Supplements can be useful for treatment of osteoporosis. Building strong bones requires a certain amount of calcium intake in both males and females. The amount of calcium intake recommended does increase with age, and is highest for postmenopausal women. Vitamin D is another important molecule that is needed for healthy bone density and strength. Similar to calcium, vitamin D alone is not enough for osteoporosis treatment, and should be used alongside other treatments (Kling et al., 2014).
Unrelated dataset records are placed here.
PR #1126, opened 2026-06-26
feat: hybrid Curve implementation (vm:curve) with vendored MIT math

kayibal:
Moves `vm:curve` from the generic VM adapter to a hybrid implementation: quote math runs in pure Rust, while pool state is read from the locally indexed VM storage at decode and delta-transition time. Indexing (the `vm:curve` substreams) and the on-chain executor are unchanged.

## Commits

1. **Vendor MIT curve-math/curve-adapter as inline modules** — the Curve AMM math (`math`) and pool-construction adapter (`adapter`) are copied verbatim from the MIT-licensed `curve-math` / `curve-adapter` crates (tree of commit `fb3b25c`) into `crates/tycho-simulation/src/evm/protocol/curve/{math,adapter}`. This removes the external git dependency; the crate pulls only from crates.io. Adaptation is mechanical: module paths repointed, upstream feature gates made unconditional, provenance/lint header per module root. MIT attribution is preserved in `LICENSE-curve-math`.

2. **Re-derive post-MIT Curve features from Curve Vyper (clean-room)** — three features that exist only in post-MIT (BUSL-1.1) revisions of the upstream library are re-derived independently from Curve Finance's public deployed Vyper contracts and verified wei-exact against on-chain `get_dy`: the StableSwapSTETH variant, the StableSwapALend `get_D` `+1` divisor guard, and the TwoCryptoV1 `eth_variant` `newton_y` selection. No post-MIT upstream Rust was consulted. This commit touches only the `math`/`adapter` modules.

3. **Hybrid integration** — `CurveState: ProtocolSim` + decoder. Coin order/decimals/index come from the `coins` static attribute (on-chain order), ETH sentinel normalized to the zero address. Variant resolution from the deploying factory + `pool_type`, with a MATH-version check for TwoCrypto NG vs Stable and an on-chain probe fallback. Proxy/implementation and MATH contracts are loaded into the shared engine so getter delegatecalls resolve; rebasing pools are included. Registered for `"vm:curve"` in the examples and the integration test behind a `curve_filter`.

## Licensing

The vendored code is the last MIT-licensed revision of the upstream library; later revisions are BUSL-1.1 and are not included. The post-MIT features were re-derived clean-room from Curve's public Vyper. Provenance is documented in `LICENSE-curve-math` and the module headers.

## Verification

- 186 curve unit tests pass (165 inherited MIT inline tests + 21 wei-exact/clean-room tests). `cargo clippy --all-features -- -D warnings` clean.
- Integration run (282 pools, 10 blocks): `get_amount_out` 0 failures, 0 decode failures, average execution slippage 0.10%. The only pools above 1% slippage are a known pre-existing low-liquidity pool and a StableSwapNG rate-bearing-token pool (StableSwapNG math is unchanged from the prior implementation).


kayibal:
## Live soak test results

Ran the filtered build continuously for ~2 days against a live Tycho stream (`--protocols vm:curve --tvl-threshold 1 --max-simulations 100 --disable-rfq`), comparing each simulated `get_amount_out` against the on-chain swap executed via the TychoRouter at the same block.

**Window:** 14,122 blocks (25408758 → 25422888)

| Metric | Result |
|---|---|
| Executions simulated | 3,469,720 |
| `get_amount_out` failures | 0 |
| `get_limits` failures | 0 |
| Decode failures | 0 |
| Slippage events > 0.2% | 0 |
| Pools > 1% slippage | 0 |
| Execution reverts | 184,942 (5.3%) + 12,903 setup-failed — router/execution-side (executor unchanged), not quote errors |

No simulated quote exceeded 0.2% vs on-chain execution across all 3.47M executions, and the rate-bearing/rebasing filter held the entire run (no excluded pool was ever quoted).

For context, the pre-filter validation run found two rate-bearing pools (apyUSD/apxUSD StableSwapNG, ETH/ETHx) mispricing ±24–31% — their oracle/rebase rate is not in the indexed pool state. Those are the pools this PR's filter excludes; supporting them correctly is deferred to a follow-up (background RPC rate loader).

crates/tycho-simulation/src/evm/protocol/curve/vm.rs
```diff
@@ -0,0 +1,872 @@
...
+where
+    <D as DatabaseRef>::Error: Debug,
+    <D as EngineDatabaseInterface>::Error: Debug,
+{
+    ProbingResults {
+        has_gamma: call_opt::<_, ICurve::gammaCall, _>(engine, pool, ICurve::gammaCall {})
+            .is_some(),
+        n_coins,
+        has_math: read_math_address(engine, pool).is_some(),
+        math_version: None,
```
kayibal: **TwoCrypto NG-vs-Stable can't be resolved on the probe-fallback path** 🤖

`probe()` hardcodes `math_version: None`, so when variant resolution falls back to `detect_variant` (unknown factory / legacy pool), it can't distinguish `TwoCryptoNG` from `TwoCryptoStable` and defaults to NG — a v0.x-math 2-coin crypto pool reaching this path would be mispriced. The factory path covers this via `resolve_twocrypto`, but the probe path silently can't. Consider `math_version: read_math_address(engine, pool).and_then(|m| read_version(engine, &m))`.

crates/tycho-simulation/src/evm/protocol/curve/vm.rs
```diff
@@ -0,0 +1,872 @@
...
+    pool: &AlloyAddress,
+) where
+    <D as DatabaseRef>::Error: Debug,
+    <D as EngineDatabaseInterface>::Error: Debug,
+{
+    let Some(math) = read_math_address(engine, pool) else {
+        return;
+    };
+    if let Ok(code) = get_code_for_contract(&math.to_string(), None).await {
+        let _ = engine.state.init_account(
```
kayibal: **Silent failure degrades variant detection** 🤖

The `init_account` result is discarded (`let _ =`) and an RPC fetch failure is silent. If the pool's real `MATH()` code fails to load, TwoCrypto NG-vs-Stable detection silently falls back to a possibly-wrong default and misprices with no signal. `load_stateless_contracts` propagates its error; this should at least `warn!`/`debug!` on failure.

crates/tycho-simulation/src/evm/protocol/curve/state.rs
```diff
@@ -0,0 +1,229 @@
...
+                    self.pool_address
+                ))
+            })?;
+
+        let mut new_pool = self.pool.clone();
+        let (balance_in, balance_out) = {
+            let balances = new_pool.balances();
+            (balances[i], balances[j])
+        };
+        // Apply the swap to coin balances for multi-hop routing. Stored D / price_scale are kept
```
kayibal, line 159: **Multi-hop re-quote of the same CryptoSwap pool misprices** 🤖

`new_state` keeps `D`/`price_scale` fixed and only moves balances. Correct for StableSwap (D ~invariant across a swap), but a route hitting the same CryptoSwap pool twice misprices the second hop. Since `new_state` is the multi-hop contract for `ProtocolSim`, surface this as a limitation on `CurveState`'s public docstring (or recompute `D` in the clone) rather than only an inline comment.

kayibal (commented):
🤖 Automated code review (integration scope only; vendored `math`/`adapter` excluded).

crates/tycho-simulation/src/evm/protocol/curve/mod.rs
```diff
@@ -0,0 +1,17 @@
+//! Hybrid Curve implementation: pure-Rust quote math via the vendored `math` / `adapter` modules,
+//! with pool state read from the locally indexed VM storage at decode and update time.
+//!
+//! Indexing (the `vm:curve` substreams) and the on-chain executor are unchanged; only the consumer
+//! decoder differs — register [`CurveState`] for `"vm:curve"` instead of the generic VM adapter.
```
die-herdplatte: This seems to just be the description of this PR's changes

crates/tycho-simulation/src/evm/protocol/curve/state.rs
```diff
@@ -0,0 +1,229 @@
...
+        if balance_in.is_zero() || balance_out.is_zero() {
+            return Ok((BigUint::ZERO, BigUint::ZERO));
+        }
+        // Soft limit: cap the input at the pool's own balance of the sell token. Beyond this the
+        // solver math becomes unreliable and output approaches the available reserve.
+        let max_out_reserve = balance_out.saturating_sub(U256::from(1));
+        let max_out = self
+            .pool
+            .get_amount_out(i, j, balance_in)
+            .unwrap_or(max_out_reserve)
```
die-herdplatte: Return a `SimulationError` or 0 instead?

crates/tycho-simulation/src/evm/protocol/curve/vm.rs
die-herdplatte, line 1: The turbofishes on `call` and `call_opt` aren't required here, without them it's more readable imo

crates/tycho-simulation/src/evm/protocol/curve/variant.rs
die-herdplatte, line 1: I find the mappings here very hard to understand:

Image

crates/tycho-simulation/src/evm/protocol/curve/vm.rs
```diff
@@ -0,0 +1,872 @@
...
+{
+    let initial_a = call_opt::<_, ICurve::initial_ACall, _>(engine, pool, ICurve::initial_ACall {});
+    let future_a = call_opt::<_, ICurve::future_ACall, _>(engine, pool, ICurve::future_ACall {});
+    match (initial_a, future_a) {
+        (Some(ia), Some(fa)) if ia == fa => Ok(ia),
+        _ => {
+            Ok(call::<_, ICurve::ACall, _>(engine, pool, ICurve::ACall {})? *
+                U256::from(A_PRECISION))
+        }
+    }
```
die-herdplatte, line 256: [The docs recommend using `interpolate_a`](https://github.com/propeller-heads/tycho/blob/bd21ab3b4c1c2ef9b49c6b4edd619a6657b377e2/crates/tycho-simulation/src/evm/protocol/curve/adapter/build.rs#L141-L142) when `initial_a != future_a`.
You could then use `Pool#set_amp` before quoting to update the amplification (because a timestamp change doesn't trigger `delta_transition`).
It might also be overkill to do this and a recomputation in `delta_transition` could be sufficient.

If this doesn't get implemented, a comment here would be useful, detailing why the recommended approach wasn't taken.

die-herdplatte (commented):
Looks good!
Can the `CurveAdapter` be removed now?

die-herdplatte (approved):

zizou0x (approved):
Approving in behalf of the integration team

In postmenopausal women specifically, estrogen hormone therapy has been effective at preventing bone loss, preventing fractures, and increasing bone strength. Estrogen used for treatment can be administered orally, or even as a skin patch (Jr, n.d).

Drugs and Medication

As of now, the most effective drugs for osteoporosis are antiresorptive agents, meaning they decrease the amount of calcium removed from bones. Since bones are dynamic and constantly being remodelled, and osteoporosis results when bone resorption is higher than bone rebuilding, these medications inhibit the removal of bone so bone rebuilding is favoured. Many antiresorptive agents are available including alendronate, risedronate, raloxifene and others (Lewiecki, 2004).
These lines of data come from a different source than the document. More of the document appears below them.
PR #1131, opened 2026-06-29
feat: add Ramses V3 (Polygon) indexing, simulation, and execution

die-herdplatte:
## What

Adds native support for Ramses V3 (a Uniswap V3 fork) on Polygon across the three integration layers.

### Indexing (Substreams)
New `protocols/substreams/polygon-ramses-v3` package, forked from `ethereum-uniswap-v3-logs-only`. Indexes pool creation and the events that affect swap state: `Initialize`, `Mint`, `Collect`, `Burn`, `Swap`, `Flash`, and `CollectProtocol`. Ramses-specific differences handled:
- Pools are keyed by `tickSpacing` (stored as a static attribute).
- The fee is governance-mutable, tracked as a dynamic attribute (incl. `FeeAdjustment`).
- `Mint` carries an extra `index` field vs Uniswap V3.

The package references `tycho.evm.v1.Transaction` directly via prost `extern_path` rather than redefining it.

### Simulation
New `ramses_v3` `ProtocolSim` in `tycho-simulation`. The swap math is byte-identical to Uniswap V3, so it reuses the shared `utils::uniswap` concentrated-liquidity math. The decoder reads `fee`, `liquidity`, `sqrt_price_x96`, `tick` from state attributes and `tick_spacing` from static attributes; the mutable fee is updated on `delta_transition`. Gas estimates were calibrated against on-chain Polygon traces.

### Execution
`ramses_v3` reuses the existing Uniswap V3 executor via `SlipstreamsSwapEncoder` (registered in the swap encoder registry; executor addresses added for Polygon).

## Testing
- `integration_test.tycho.yaml` covers the USDC.e/USDC pool `0x7BCD99AE248E86EcaB7A5B23451D73825117F54D`, with the block range chosen so `Mint`, `Collect`, `Burn`, and `Swap` are each emitted at least once.
- Unit tests for the decoder, the mutable-fee transition, swap-math parity, and the slipstreams encoder all pass.

## Notes
Gauge/reward state is not indexed, as it does not affect swap state.


die-herdplatte:
I thought about calling the Substreams directory `evm-ramses-v3` instead of `polygon-ramses-v3` because it's a multi-chain deployment (also on Arbitrum and HyperEVM) and fixing one chain in the directory name seems inappropriate.
I didn't see any other protocol follow such a convention though.

The Uniswap V3 swap math could also be extracted in the future (to `tycho_simulation::evm::protocol::clmm`) and reused in the various forks.

The integration test depends on the fix in https://github.com/propeller-heads/tycho/pull/1127.

protocols/substreams/polygon-ramses-v3/src/modules/1_map_pool_created.rs
```diff
@@ -0,0 +1,125 @@
...
+    eh.handle_events();
+}
+
+// Track governance fee changes. The factory emits `FeeAdjustment(pool, newFee)` (carrying the pool
+// address) whenever `setFee` is called, so we update the pool's `fee` attribute accordingly.
+fn get_fee_adjustments(
+    block: &eth::Block,
+    new_pools: &mut Vec<TransactionEntityChanges>,
+    factory_address: Address,
+) {
```
zach030: Would it be more appropriate to move this part of the code into `maybe_pool_event`? It'd keep all the pool-related event handling in one place, and also ensure the event is only processed when the pool exists.

crates/tycho-execution/config/executor_addresses.json
```diff
@@ -61,6 +61,7 @@
     "uniswap_v2": "0xb9f140F4f8d674c453b3Ee00646189452a74E10c",
     "quickswap_v2": "0xb9f140F4f8d674c453b3Ee00646189452a74E10c",
     "uniswap_v3": "0x4C409a96DE96E06f061cE55B15Cd318D3Dd2239c",
+    "ramses_v3": "0x4C409a96DE96E06f061cE55B15Cd318D3Dd2239c",
```
zach030, line 67: Can we fully reuse the Uniswap V3 executor without any changes?

zach030 (commented):
Thanks for the PR! Just one small request, since most of the code is copied from `ethereum-uniswap-v3-logs-only`, so could you keep the copy commit separate? That way I can clearly see what you changed on top.

crates/tycho-execution/config/executor_addresses.json
die-herdplatte: Yes, see the comment [here](https://github.com/die-herdplatte/tycho/blob/0c051a356207c620f2a3ba5a346714f86dc9f865/crates/tycho-execution/src/encoding/evm/swap_encoder/swap_encoder_registry.rs#L170).
I expanded this comment now.

protocols/substreams/polygon-ramses-v3/src/modules/1_map_pool_created.rs
die-herdplatte: True, this was here because it's the only event (besides `PoolCreated`) that was emitted on the factory instead of the pools.
There is a similar event on the pool as well though, so that works just fine.

die-herdplatte:
@zach030 Thanks!
I inserted a copy commit such that you can more clearly see the changes.

protocols/substreams/polygon-ramses-v3/src/modules/3_map_events.rs
```diff
@@ -1,187 +1,90 @@
...
                 })
-                .collect::<Vec<_>>()
         })
-        .collect::<Vec<_>>();
+        .collect();
 
-    pool_events.sort_unstable_by_key(|e| e.log_ordinal);
-
-    Ok(Events { pool_events })
+    Events { pool_events }
```
zach030, line 33: I noticed that you remove the sort here: `pool_events.sort_unstable_by_key(|e| e.log_ordinal);`
Is there a specific reason for that?

die-herdplatte: Because `logs_with_calls` already returns the logs sorted by their ordinal

die-herdplatte:
## Live integration test results (Polygon)

Ran `tycho-integration-test` against a local indexer fully synced to the Polygon chain tip, with `ramses_v3` as the only protocol, over **1000 consecutive live blocks** (~35 min). For every sampled pool state and swap direction the test quotes via `RamsesV3State` (`get_limits` + `get_amount_out`), encodes the swap through the TychoRouter (Slipstreams encoder → Uniswap V3 executor), and executes it via `debug_traceCall`, comparing simulated vs executed output.

```
Blocks Processed: 1000

ramses_v3:
  Unique Pools: 11
  Simulations: 16149
  Operations:
    get_limits:     20040 success, 0 failure
    get_amount_out: 16934 success, 0 failure
  Simulation Results:
    Success: 16149 (100.0%)
    Failed: 0 (0.0%) — Reverted: 0, Setup Failures: 0
    Slippage: avg 0.0000%, min 0.0000%, max 0.0000% (16149 samples)
```

- **0 errors** over the whole run; the only warnings were 23 skipped updates (2.3%) where the RPC tip overtook the queued update — the harness's designed catch-up behavior, unrelated to the integration.
- **0.0000% slippage on all 16,149 executed simulations**: the simulated amount out matched on-chain execution exactly, every time.
- Two pools in the set are fully drained (no initialized ticks); they correctly report zero swap limits and are skipped rather than simulated.

die-herdplatte:
I also checked the prices given by the price printer and tested some pools (including the popular USDC/USDC.e pool) by varying the quote amounts.

zach030 (approved):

Bisphosphonates are a class of antiresorptive drugs that are used to decreases risks of fractures of hip, wrist, and spine. These class of drugs are all administered orally to reduce adverse side effects, and to enhance the absorption of the medicine. They are taken in the morning and are taken with water to increase absorption. They can also be administered intravenous to avoid possible stomach problems (Lewiecki, 2004).

Alendronate (Fosamax) is an example of a bisphosphonate drug. It is effective treatment for postmenopausal osteoporosis as well as with glucocorticoid induced osteoporosis. This drug, similar to other bisphosphonates increases bone density and reduces various possible fractures. It is taken orally once a week for postmenopausal osteoporosis and is also the first drug used for increasing bone density in males with osteoporosis. This drug as all others does have a few side effects. This includes irritation of the esophagus or even inflammation of the esophagus. Differences in the chemical makeups of the other bisphosphonate drugs is what allows for certain side effects to be avoided (Gronholz, 2008).
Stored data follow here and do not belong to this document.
PR #1134, opened 2026-06-30
feat: update maximodel

Troshchk:
Original [task](https://propeller-heads.atlassian.net/browse/ENG-6119)

  - Replace `minAmountOut` with `expectedAmountOut` + `maxSlippageBps` in all swap entry points                                                         
  - Add positive slippage splitting: when enabled, surplus above expected output is split between router and client via configurable share
  - Replace `_callGetEffectiveRouterFeeOnOutput` with `_callMustInterceptOutput` to match Solidity refactor                                             
  - Bump fee BPS precision from 10_000 to 100_000_000 (uint16->uint32)

### DIFF
--- a/crates/tycho-execution/model/src/model/dispatcher.rs
+++ b/crates/tycho-execution/model/src/model/dispatcher.rs
@@ -170,19 +170,9 @@ pub fn _call_handle_callback_on_executor(
     Ok(())
 }
 
-/// <https://github.com/propeller-heads/tycho-execution/blob/9b0512c9580617224c7a0d7de781674a2cdc6b62/foundry/src/Dispatcher.sol#L337>
+/// Mirrors `Dispatcher._callMustInterceptOutput` in Solidity.
 ///
-/// <https://github.com/propeller-heads/tycho-execution/blob/9b0512c9580617224c7a0d7de781674a2cdc6b62/foundry/src/FeeCalculator.sol#L223>
-pub fn _call_get_effective_router_fee_on_output(
-    params: &Params,
-    _state: &mut State,
-) -> Result<i64, Error> {
-    Ok(if crate::config::ENABLE_NONZERO_FEE_BPS {
-        params.request(
-            ParamKey::String("router_fee_on_output_bps"),
-            [0, crate::model::fee_calculator::MAX_FEE_BPS],
-        )?
-    } else {
-        0
-    })
+/// Delegates to `FeeCalculator.must_intercept_output`.
+pub fn _call_must_intercept_output(params: &Params, client_fee_bps: i64) -> Result<bool, Error> {
+    crate::model::fee_calculator::must_intercept_output(params, client_fee_bps)
 }
--- a/crates/tycho-execution/model/src/model/dispatcher.rs
+++ b/crates/tycho-execution/model/src/model/dispatcher.rs
@@ -170,9 +170,3 @@ pub fn _call_handle_callback_on_executor(
     Ok(())
 }
 
-/// Mirrors `Dispatcher._callMustInterceptOutput` in Solidity.
-///
-/// Delegates to `FeeCalculator.must_intercept_output`.
-pub fn _call_must_intercept_output(params: &Params, client_fee_bps: i64) -> Result<bool, Error> {
-    crate::model::fee_calculator::must_intercept_output(params, client_fee_bps)
-}
--- a/crates/tycho-execution/model/src/model/dispatcher.rs
+++ b/crates/tycho-execution/model/src/model/dispatcher.rs
@@ -169,4 +169,3 @@ pub fn _call_handle_callback_on_executor(
 
     Ok(())
 }
-
--- a/crates/tycho-execution/model/src/model/fee_calculator.rs
+++ b/crates/tycho-execution/model/src/model/fee_calculator.rs
@@ -2,6 +2,7 @@
 use crate::{address::Address, error::Error, math::checked_subtract, params::Params};
 
 pub const MAX_BPS: i64 = 100_000_000;
+const MAX_BPS_SQUARED: i64 = 10_000_000_000_000_000;
 
 /// <https://github.com/propeller-heads/tycho-execution/blob/9b0512c9580617224c7a0d7de781674a2cdc6b62/foundry/lib/FeeStructs.sol#L9>
 pub struct FeeRecipient {
@@ -131,7 +132,7 @@ fn _calculate_fee(
 
         if fee_info.router_fee_on_client_fee_bps > 0 {
             router_fee_on_client_fee =
-                client_fee_numerator * fee_info.router_fee_on_client_fee_bps / (MAX_BPS * MAX_BPS);
+                client_fee_numerator * fee_info.router_fee_on_client_fee_bps / MAX_BPS_SQUARED;
         }
 
         client_portion = checked_subtract(total_client_fee, router_fee_on_client_fee)?;
--- a/crates/tycho-execution/model/src/model/fee_calculator.rs
+++ b/crates/tycho-execution/model/src/model/fee_calculator.rs
@@ -185,6 +185,8 @@ fn _merge_fee_recipients(
 
     // fees[0] = router fees, slippage[0] = router slippage
     // fees[1] = client fees, slippage[1] = client slippage
+    debug_assert!(fees.len() == 2, "expected exactly 2 fee recipients (router, client)");
+    debug_assert!(slippage.len() == 2, "expected exactly 2 slippage recipients (router, client)");
     fees[0].fee_amount += slippage[0].fee_amount;
     fees[1].fee_amount += slippage[1].fee_amount;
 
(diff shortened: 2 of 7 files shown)


crates/tycho-execution/model/src/model/fee_calculator.rs
```diff
@@ -1,7 +1,8 @@
 //! <https://github.com/propeller-heads/tycho-execution/blob/main/foundry/src/FeeCalculator.sol>
 use crate::{address::Address, error::Error, math::checked_subtract, params::Params};
 
-pub const MAX_FEE_BPS: i64 = 10000;
+pub const MAX_BPS: i64 = 100_000_000;
+const MAX_BPS_SQUARED: i64 = 10_000_000_000_000_000;
```
tamaralipows, line 5: This is only used in one place, couldn't we just square MAX_BPS where it's used

crates/tycho-execution/model/src/simulate.rs
```diff
@@ -36,9 +36,10 @@ pub fn simulate(params: &Params) -> Result<(State, Vault, impl Log + use<> + Ser
     let token_in = params.request("token_in", Address::VARIANTS_EXCEPT_ZERO)?;
     let token_out = params.request("token_out", Address::VARIANTS_EXCEPT_ZERO)?;
 
-    // assumption: all swap methods revert if `min_amount_out = 0`.
+    // assumption: all swap methods revert if `expected_amount_out = 0`.
     // no need to simulate it.
-    let min_amount_out = params.request("min_amount_out", [1, 10000])?;
+    let expected_amount_out = params.request("expected_amount_out", [1, 10000])?;
+    let max_slippage_bps = params.request("max_slippage_bps", [0, 500, 10000])?;
```
tamaralipows: I just realized now that the max slippage allows us to have 0 amount out. We should probably put a cap on this and revert if the max slippage is set to 10000, since that's what we did before with the 0 amount out

crates/tycho-execution/model/src/model/dispatcher.rs
```diff
@@ -170,19 +170,9 @@ pub fn _call_handle_callback_on_executor(
...
-    Ok(if crate::config::ENABLE_NONZERO_FEE_BPS {
-        params.request(
-            ParamKey::String("router_fee_on_output_bps"),
-            [0, crate::model::fee_calculator::MAX_FEE_BPS],
-        )?
-    } else {
-        0
-    })
+/// Delegates to `FeeCalculator.must_intercept_output`.
+pub fn _call_must_intercept_output(params: &Params, client_fee_bps: i64) -> Result<bool, Error> {
```
tamaralipows: This is now just a passthrough fn, I don't think we need it anymore

tamaralipows (commented):
Thanks @Troshchk ! Have you run this? What were the results?

Troshchk:
> Thanks @Troshchk ! Have you run this? What were the results?

Yes, I ran it and didn’t see any suspicious combinations. I didn’t run it for very long though, so I think a more extensive run should be part of this [task](https://propeller-heads.atlassian.net/browse/ENG-6113).

crates/tycho-execution/model/src/model/tycho_router.rs
```diff
@@ -300,25 +321,29 @@ fn _split_swap_checked(
...
         )?
     } else {
         0
     };
 
-    let final_receiver =
-        determine_final_receiver(receiver, client_fee_bps, router_fee_on_output_bps)?;
+    let must_intercept = must_intercept_output(params, client_fee_bps)?;
+
+    let final_receiver = determine_final_receiver(must_intercept, receiver);
```
louise-poole: In the latest router changes on my branch I removed this fn. Callsites now just call `must_intercept_output` directly. Can you update this to reflect the latest changes?

louise-poole (commented):
Just 1 thing I noticed quick:

crates/tycho-execution/model/src/model/fee_calculator.rs
```diff
@@ -12,58 +12,126 @@ pub struct FeeRecipient {
...
+/// positive slippage surplus and standard fees.
 pub fn calculate_fee(
     params: &Params,
-    amount_in: i64,
+    actual_amount_out: i64,
+    expected_amount_out: i64,
     client_fee_bps: i64,
-) -> Result<(i64, Vec<FeeRecipient>), Error> {
+) -> Result<Vec<FeeRecipient>, Error> {
+    let fee_info = _get_fee_info(params)?;
```
louise-poole, line 78: I see we call this both here and in `must_intercept_output`... I might be mistaken, but I think the model isn't deterministic during the same run so in that run the two calls to `_get_fee_info` could return different data and demonstrate behaviour we wouldn't actually see onchain? It's not clear to me if this is actually an issue here or not... maybe @tamaralipows can weigh in?

crates/tycho-execution/model/src/model/tycho_router.rs
```diff
@@ -522,6 +611,10 @@ fn _settle_output(
         }
     }
 
+    if amount_out < min_amount_out {
+        return Err(Error::revert("_settle_output: slippage exceeded"));
+    }
+
```
louise-poole, line 619: To better replicate the solidity code I think this check should be after finalize balances? (whether that is correct for the solidity code to do or not, I'm not sure).

crates/tycho-execution/model/src/model/fee_calculator.rs
```diff
@@ -72,16 +140,53 @@ pub fn calculate_fee(
...
+) -> Vec<FeeRecipient> {
+    if slippage.is_empty() {
+        return fees;
     }
 
-    amount_out = checked_subtract(amount_out, client_portion + total_router_fee)?;
+    // fees[0] = router fees, slippage[0] = router slippage
+    // fees[1] = client fees, slippage[1] = client slippage
+    fees[0].fee_amount += slippage[0].fee_amount;
+    fees[1].fee_amount += slippage[1].fee_amount;
```
louise-poole, line 192: Might be good to add a `debug_assert!(fees.len() == 2)` here to ensure this is the case no matter the scenario? Also would help us catch any future changes that might break this assumption we're operating under.

louise-poole (commented):
Just a couple things I spotted - not sure how important they are. If you're unsure too please defer to @tamaralipows for her opinion here?

crates/tycho-execution/model/src/model/fee_calculator.rs
Troshchk: I think the Params actually doesn't change during a run, so calling _get_fee_info twice always returns the same values

tamaralipows: Actually it looks like it will return the same value. This is some magic of params.request lol: 
```
  pub fn request(&self, key, variants) -> Result<V, ...> {
      let key = key.into();
      if let Some(param) = self.0.get(&key) {   // <-- lookup by the STRING key
          return Ok(param.try_into());          //     variants ignored entirely
      }
      // key not yet bound → error that forks the search into one Params per variant
      Err(RequestParamError::RequestParam(RequestParam::new(self, key, variants)))
  }

```
So if the key is not already there, only then will it request from the vec. But called twice in the same run it'll use the same key.

If this is problematic I think we will also see issues in the testing phase.

protocols/adapter-integration/evm/test/EtherfiAdapter.t.sol
```diff
@@ -77,14 +77,15 @@ contract EtherfiAdapterTest is Test, ISwapAdapterTypes {
...
+            /// work(balance is shares). Request extra eETH to cover
+            /// share-based rounding losses during transfer.
             deal(address(adapter), type(uint256).max);
             adapter.swap(
                 pair,
                 address(address(0)),
                 address(eEth_),
                 OrderSide.Buy,
-                requiredEeth
+                requiredEeth + 10
```
tamaralipows: Can you explain why this is necessary now but wasn't before?

crates/tycho-execution/model/src/model/fee_calculator.rs
tamaralipows: I see this was reflecting the solidity code actually :/ so either we should put it back here or update the solidity code to match. I will let you decide there sorry

protocols/adapter-integration/evm/test/EtherfiAdapter.t.sol
Troshchk: The previous code funded the adapter with limits[0] of eETH, so share based rounding losses during eETH transfers were always absorbed.
Due to change in this [commit](https://github.com/propeller-heads/tycho/commit/9e65aa4a1d58a0238e2a0d081c9230c4b5774416) adapter strated to be funded by `requiredEeth` and now the adapter sometimes ends up with a few wei less than needed after the transfer.
I have also refactored it, lmk it is it more clear that way

crates/tycho-execution/model/src/model/fee_calculator.rs
Troshchk: I have put it back

protocols/adapter-integration/evm/test/EtherfiAdapter.t.sol
tamaralipows: Oh this is just a flaky test unrelated to this PR then? i see

tamaralipows (approved):
Thank you!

Zoledronate (Reclast) is an intravenous administered bisphosphonate that is given once a year. It is able to effectively strengthen bones along with preventing both spinal and non-spinal fractures. As with all medications, side effects of this drug may result in muscle and joint aches, and so mild pain killers are given following treatment. This drug is used mainly to prevent postmenopausal osteoporosis and to increase bone mass in males suffering the disease (Gronholz, 2008).

Conclusion

Osteoporosis is set to become a major health concern with an ageing population. Scientists have identified human stem cells that develop into the bone, cartilage, and other tissues that make up the body’s skeleton (Price et al., 2018). This will one day help doctors repair or replace joint cartilage, heal broken bones more quickly, and build up bone in osteoporosis patients. Additionally, a new genetic screen may predict a person’s future risk of osteoporosis and bone fracture and may allow for more preventative measures (University of Stanford, 2018).